The music of Mexican-born composer RICARDO ZOHN-MULDOON is characterized by its meticulous sculpting, “kaleidoscopic” counterpoint, and lyricism. Literature has provided the point of departure for many of his compositions, such as the scenic cantata Comala, based on Pedro Páramo, by Juan Rulfo. He has also collaborated with distinguished artists from other disciplines, including cartoonist José Ignacio Solórzano (Jis), songwriter Alfredo Sánchez, PUSH Physical Theater, and Garth Fagan Dance.


His works have been performed and recorded internationally, and received support from the American Academy of Arts and Letters, Fromm Foundation, Barlow Endowment, Guggenheim Foundation, and México’s Sistema Nacional de Creadores de Arte, among other institutions in the U.S. and abroad. He received a Ph.D. in composition from the University of Pennsylvania, where his principal teacher was George Crumb. He is Professor of Composition at the Eastman School of Music.


Jácaras, commissioned by the Trío de las Américas under the auspices of the National Endowment for the Arts of México, is a set of variations woven from ideas extracted from Hebras, a song cycle that I composed in 2003. The variations treat the original ideas as melodic, harmonic, and voice leading archetypes that continuously recombine contrapuntally. “Jácaras” were popular ballads interspersed between the acts of a play to entertain the audience. Each variation in my own Jácaras evokes a type of folk music from México.

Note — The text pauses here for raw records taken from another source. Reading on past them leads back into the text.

PR #2421, opened 2026-07-17
feat: add lua_http_response_hook for customizable HTTP responses

### LINKED ISSUE #2395: [Feature]: Add http_response Lua hook to allow customization of HTTP responses
When using HTTP backend, Conky currently hardcodes a somewhat crude HTML response.

#2394 fixes a deadlock with formatting that was reported in #1649 by introducing a mutex for the string passed to `microhttpd`. This mutex was coincidentally a missing feature that was needed to sync Lua to `sendanswer` used by `microhttpd`.

It's possible now to let users generate the response they want the HTTP backend producing.

It would be ideal if the hook return value was a table that also includes headers besides just the content body - that would allow e.g. JSON responses.

I'm assuming that's what @ctrlcctrlv was proposing in #1649,

sgtanvi:
# Checklist

## Description

Fixes #2395. This PR introduces a `lua_http_response_hook` that allows users to fully customize the HTTP backend's response (body, status, and headers) via a Lua table.

## Problem

Previously, the HTTP backend's response in `display-http.cc` was locked into a hardcoded HTML format. Users wanting to interface with it programmatically had no way to get structured output like JSON, or set custom headers. They'd have to parse HTML.

## What this PR does

**Response Hook**: Added `llua_http_response_hook()` to call Lua and extract body, status, and headers. If the hook isn't set, fails, or returns junk, it falls back gracefully to default responses.

**Thread Safety**: Integrated into `sendanswer()` under `builder_mutex` so Lua runs safely on microhttpd worker threads.

**Fixes & Testing**: Added unit tests covering edge cases. This caught a fatal panic caused by `lua_tostring()` corrupting `lua_next()` iteration on numeric header keys, which is now fixed by explicitly checking for string types.

**Docs**: Updated `config_settings.yaml`.

### DIFF
--- a/src/lua/llua.h
+++ b/src/lua/llua.h
@@ -48,6 +48,13 @@ void llua_init();
 void llua_startup_hook(void);
 void llua_shutdown_hook(void);
 
+// TODO(#2395): declare llua_http_response_hook() here. Should call the
+// configured `lua_http_response_hook` Lua function and read back a table
+// (body/status/headers) so display-http.cc's sendanswer() can build a
+// customized MHD_Response instead of the hardcoded HTML page. Needs a new
+// table-reading path since llua_do_call() callers so far only expect a
+// string (llua_getstring) or number (llua_getnumber) return.
+
 #ifdef BUILD_GUI
 void llua_draw_pre_hook(void);
 void llua_draw_post_hook(void);
--- a/src/lua/llua.h
+++ b/src/lua/llua.h
@@ -30,9 +30,7 @@ extern "C" {
 #include <lualib.h>
 }
 
-#include <string>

Combining athletic virtuosity and lyrical expressionism, GREGORY WANAMAKER’s music has been called “achingly beautiful” (Palm Beach Daily News), “compelling” (Audiophile Audition) “outstanding” (American Record Guide) “cutting-edge” (Tallahassee Democrat) and “a technical tour de force” (Fanfare). His music has been commissioned and performed all over the world by soloists, ensembles, and consortiums of musicians ranging from top professionals to university students to youth ensembles.


Fluent in all musical media, Wanamaker’s best-known works are his chamber works that exploit unique timbral characteristics and technical extensions of wind instruments. To date, his virtuosic Duo Sonata for clarinet and saxophone has received over 350 performances world-wide and is featured on five commercial recordings. His Sonata deus sax machina is one of the required pieces for finalists of the 2014 Adolphe Sax International Competition in Dinant, Belgium.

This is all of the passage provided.